TAG Heuer offers two Monaco Split-Seconds Chronograph models. A red variation with black DLC coating is inspired by TAG Heuer’s long history in the world of professional automotive racing.

A blue model pays tribute to the original color code of the Heuer Monaco. Here, gradient blue dial arches transition from light blue, an effect created through a painstaking anodizing process.

Price: CHF 165,000. 

      

Arnold & Son sails into new horological territory with Longitude Titanium, the watchmaker’s first luxury sport watch and its first all-titanium collection.

One of three Arnold & Son Longitude Titanium debuts.

The nautically themed watch is a COSC-certified chronometer with a 42.5 mm titanium case and a matching titanium bracelet. Its vertical dial layout honors marine chronometers, which the famed British watchmaker and company namesake John Arnold pioneered.

Nautical references and rounded edges abound on the collection. While the middle of the case echoes the waterline of a ship, the bezel’s base has been notched sixty times to mimic the typical fluted ring John Arnold used on his historic marine chronometers. Satin finishes dominate all flat surfaces, which allows the few polish edges to stand out.

This relatively unadorned dial sets it apart from the typically complex Arnold & Son layouts, which typically feature skeletonized, moon phase and busier artisanal designs.

Particularly large, satin-finished, polished and luminescent hour-markers echo the shape of the hands and the bracelet links.

The vertically aligned layout features a mirror-polished power-reserve indicator at 12 o’clock and a prominent sub-seconds display at 6 o’clock.

Inside the Longitude Titanium Arnold & Son fits the new, COSC-certified in-house A&S6302 caliber, an automatic movement with a gold rotor carved to recall both a sextant and the prow of an 18th-century English frigate. As with all Arnold & Son movements, the power reserve here is long, offering a full sixty hours of autonomy on a full wind.

Arnold & Son again reaches back to its namesake with the dial options for the Longitude Titanium. To recall the coast of Cornwall, John Arnold’s birthplace, Arnold & Son offers the first collections in a sandy golden shade called Kingsand (a local beach), ocean blue and fern green.

The Kingsand model is a limited edition of 88 pieces. Each watch arrives with an additional rubber strap that is interchangeable with the titanium bracelet. 

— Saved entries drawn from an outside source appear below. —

PR #1959, opened 2021-09-23
Modernize parts of the request handling with C++17 and add UTs

matthiasstraka:
I'm going over probably old code that is central to request and URL handling. These methods can strongly benefit from `std::string_view` optimizations to avoid copying string all over the place when dissecting them. While I'm at it, I add unit tests wherever suitable.

### DIFF
--- a/src/request_handler.cc
+++ b/src/request_handler.cc
@@ -31,12 +31,11 @@
 
 #include "request_handler.h" // API
 
-#include <numeric>
-#include <vector>
-
 #include "content/content_manager.h"
 #include "database/database.h"
 #include "util/tools.h"
+
+#include <fmt/core.h>
 
 RequestHandler::RequestHandler(std::shared_ptr<ContentManager> content)
     : content(std::move(content))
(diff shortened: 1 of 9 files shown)


src/request_handler.cc
```diff
@@ -48,22 +48,24 @@ RequestHandler::RequestHandler(std::shared_ptr<ContentManager> content)
 {
 }
 
-void RequestHandler::splitUrl(const std::string& url, char separator, std::string& path, std::string& parameters)
+std::tuple<std::string_view, std::string_view> RequestHandler::splitUrl(std::string_view url, char separator)
```
neheb, line 51: pair makes more sense here. tuple is used nowhere in the code.

src/request_handler.cc
```diff
@@ -48,22 +48,24 @@ RequestHandler::RequestHandler(std::shared_ptr<ContentManager> content)
...
+    }
 
     if (i1 == std::string::npos) {
-        path = url;
-        parameters.clear();
+        return { url, std::string_view() };
     } else {
-        parameters = url.substr(i1 + 1);
-        path = url.substr(0, i1);
+        return { url.substr(0, i1), url.substr(i1 + 1) };
```
KarlStraussberger, line 68: Be careful with `string_view`. It copies the pointer. If `url` is destroyed too soon it points to nowhere!

src/request_handler.cc
matthiasstraka: I'm OK with either version.

src/request_handler.cc
matthiasstraka: In all current use cases, the url is a `const char*` input to a method and all `string_view` are exclusively used inside that method. So we are safe.

src/request_handler.cc
```diff
@@ -69,30 +68,28 @@ std::tuple<std::string_view, std::string_view> RequestHandler::splitUrl(std::str
...
 {
-    std::map<std::string, std::string> params;
-
-    const auto parameters = std::string(filename + std::strlen(baseLink));
-    dictDecodeSimple(parameters, params);
-    log_debug("filename: {} -> parameters: {}", filename, parameters.c_str());
-
-    return params;
+    const auto parameters = filename.substr(baseLink.size());
+    //log_debug("filename: {} -> parameters: {}", filename, parameters);
```
KarlStraussberger, line 83: Please remove commented out log messages

src/request_handler.cc
```diff
@@ -69,30 +68,28 @@ std::tuple<std::string_view, std::string_view> RequestHandler::splitUrl(std::str
...
+    return dictDecodeSimple(parameters);
 }
 
-std::shared_ptr<CdsObject> RequestHandler::getObjectById(std::map<std::string, std::string> params) const
+std::shared_ptr<CdsObject> RequestHandler::getObjectById(const std::map<std::string, std::string>& params) const
 {
     auto it = params.find("object_id");
     if (it == params.end()) {
         //log_error("object_id not found in url");
```
KarlStraussberger, line 91: same here

src/request_handler.cc
```diff
@@ -69,30 +68,28 @@ std::tuple<std::string_view, std::string_view> RequestHandler::splitUrl(std::str
...
 
-std::string RequestHandler::joinUrl(const std::vector<std::string>& components, bool addToEnd, const std::string& separator)
+std::string RequestHandler::joinUrl(const std::vector<std::string>& components, bool addToEnd, std::string_view separator)
 {
-    return !components.empty()
-        ? (std::accumulate(next(components.begin()), components.end(), separator + components[0], [=](auto&& a, auto&& b) { return a + separator + b; }) + (addToEnd ? separator : ""))
-        : "/";
+    if (components.empty()) {
+        return std::string(separator);
+    } else {
```
neheb, line 75: no else after return please.

whyman:
Nice, thanks!

PR #1961, opened 2021-09-24
static_cast conversions

neheb:
No need for reinterpret_cast


neheb:
Interesting discovery I made...

PR #1963, opened 2021-09-24
Make title of search result configurable + set searchable container flag

### LINKED ISSUE #1863: Search returns duplicate results for albums due to virtual containers

### LINKED ISSUE #1867: Title displayed in search results does not match title displayed during browse

KarlStraussberger:
supports all metadata values

fixes #1863 
fixes #1867

replaces #1872


src/upnp_cds.cc
```diff
@@ -185,15 +185,29 @@ void ContentDirectoryService::doSearch(const std::unique_ptr<ActionRequest>& req
...
-            else
-                title.append(config->getOption(CFG_SERVER_EXTOPTS_MARK_PLAYED_ITEMS_STRING));
-
+            if (!titleSegs.empty()) {
+                auto values = std::vector<std::string>();
+                for (auto&& segment : titleSegs) {
+                    auto mtField = MetadataHandler::remapMetaDataField(segment);
+                    auto value = (mtField != M_MAX) ? cdsObject->getMetaData(mtField) : cdsObject->getMetaData(segment);
+                    if (!value.empty())
+                        values.emplace_back(value);
```
neheb, line 200: Why emplace and not push?

KarlStraussberger: Friday? :smile:

PR #1964, opened 2021-09-24
Tools optimizations

matthiasstraka:
Added more unit tests to tool functions, improved some string handling (avoid copying, avoid stringstream for known output size)

### DIFF
--- a/src/database/sql_database.cc
+++ b/src/database/sql_database.cc
@@ -1341,8 +1341,7 @@ std::shared_ptr<CdsObject> SQLDatabase::createObjectFromRow(const std::unique_pt
     }
 
     std::string auxdataStr = fallbackString(getCol(row, BrowseCol::auxdata), getCol(row, BrowseCol::ref_auxdata));
-    std::map<std::string, std::string> aux;
-    dictDecode(auxdataStr, aux);
+    std::map<std::string, std::string> aux = dictDecode(auxdataStr);
     obj->setAuxData(aux);
 
     auto resources = retrieveResourcesForObject(obj->getID());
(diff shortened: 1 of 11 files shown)


src/database/sql_database.cc
```diff
@@ -2539,8 +2538,7 @@ bool SQLDatabase::doMetadataMigration()
 
 void SQLDatabase::migrateMetadata(int objectId, const std::string& metadataStr)
 {
-    std::map<std::string, std::string> dict;
-    dictDecode(metadataStr, dict);
+    std::map<std::string, std::string> dict = dictDecode(metadataStr);
```
neheb, line 2541: Wonder if auto is useful here.

src/util/tools.cc
```diff
@@ -123,11 +123,10 @@ bool startswith(std::string_view str, std::string_view check)
 #endif
 }
 
-std::string toLower(std::string_view str)
+std::string toLower(std::string str)
```
neheb, line 126: This one's somewhat interesting. So you're modifying the function parameter and then copying it. Wouldn't it make more sense to change it to

```
void toLower(std::string& str)
```

matthiasstraka: I added a `toLowerInPlace`, but currently I could only identify a single line where it can be used. But It's in there for the future now.

src/database/sql_database.cc
matthiasstraka: Yes, we could. But since it was there before, I'd like to keep it because it increases readability of the code. This way, we look at it and know its a map of string->string.

src/util/tools.cc
neheb: no I mean the toLower makes no sense now. The parameter is std::string, not const ref. So there's a copy.

src/util/tools.cc
```diff
@@ -426,28 +431,29 @@ std::string dictEncodeSimple(const std::map<std::string, std::string>& dict)
     return dictEncode(dict, '/', '/');
 }
 
-void dictDecode(std::string_view url, std::map<std::string, std::string>& dict, bool unEscape)
+std::map<std::string, std::string> dictDecode(std::string_view url, bool unEscape)
 {
-    auto data = url.data();
-    auto dataEnd = data + url.length();
+    std::map<std::string, std::string> dict;
```
KarlStraussberger, line 436: The point that worries me is that the original version just added to the dict while now we create a **new** and reassign it in the calling class.

The is no problem for temporary objects, but changes logic for a second call with the same instance of a class like`WebRequestHandler`

matthiasstraka: I am also a little unsure about this point. I have so far not really tested it - this is among other things the reasing this PR is still a draft. I will definitely look into it more closely when I find the time - and before setting this PR ready to merge.

matthiasstraka: I rewrote all cases that would have changed due to the new `dictDecode` function. `CdsResource` now decodes directly in the constructor, so we can never overwrite existing values. And for `WebRequestHandler`, I added a `dictMerge` function that merges the existing `params` with new ones (even though I have not observed any non-empty `params` so far). `dictMerge` does `emplace`, which is what `dictDecode` did before.

matthiasstraka:
For now, I consider this PR complete. Let me know of any further review concerns. If there are none, I will squash my commits together before undrafting this PR.

neheb:
This is still listed as a draft.

PR #1967, opened 2021-09-25
fix lastfm compilation

neheb:
It seems there was a function rename.


KarlStraussberger:
Thanks, haven't thought of grepping the codebase.

neheb:
CI doesn't check lastfmlib :)

whyman:
Metadata is one word, so it should be `getMetadata()`

https://en.wikipedia.org/wiki/Metadata

KarlStraussberger:
Good to learn :smile:. Well, while adding multi-value support I had to distinguish between the old `.*Metadata` with `map` and the new `.*MetaData` with `vector<pair>` in order to avoid issues with unaddressed usages. That's why the spelling is "wrong" now.

PR #1968, opened 2021-09-25
use addMetaData

neheb:
It's the proper function.


src/upnp_xml.cc
```diff
@@ -188,7 +188,7 @@ void UpnpXMLBuilder::renderObject(const std::shared_ptr<CdsObject>& obj, std::si
         auto meta = obj->getMetaData();
         auto [url, artAdded] = renderItemImage(virtualURL, item);
         if (artAdded) {
-            meta.emplace_back(MetadataHandler::getMetaFieldName(M_ALBUMARTURI), url);
+            obj->addMetaData(M_ALBUMARTURI, url);
```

Prices: CHF 22,600 (Kingsand) and CHF 21,500 (blue and green).

 

Specifications: Arnold & Son Longitude Titanium 

Movement: Calibre A&S6302, self-winding mechanical, COSC-certified, 36 jewels 36, Power reserve 60 hours, frequency 4 Hz/28,000 vph. Finishes mainplate: palladium finish, circular-grained bridges: palladium finish, polished and chamfered, ‘Rayons de la Gloire’ motif wheels: golden finish, circular satin-finished screws: blued and chamfered, mirror-polished heads, oscillating weight: 22-carat red gold (5N), skeletonized, chamfered, engraved.

Dial: Kingsand gold, ocean blue or fern green PVD treatment,  vertical satin finish power reserve: blue PVD treatment, golden finish or rhodium-plating, mirror-polished small seconds, snailed hour-markers: rhodium-plated or golden finish, coated with Super-LumiNova hands: rhodium-plated or golden finish, skeletonized, coated with Super-LumiNova.

Case: 42.5mm by 12.25mm titanium, Crystal: sapphire, anti-reflective coating on both sides, case back: sapphire crystal, anti-reflective coating, water-resistance: 100 m/330 ft.

Interchangeable bracelet: Titanium, folding clasp. Additional strap: blue or green rubber, titanium pin buckle.

Limited edition: Kingsand gold: 88 timepieces, ocean blue: not limited, fern green: not limited.

Prices: CHF 22,600 (Kingsand) and CHF 21,500 (blue and green).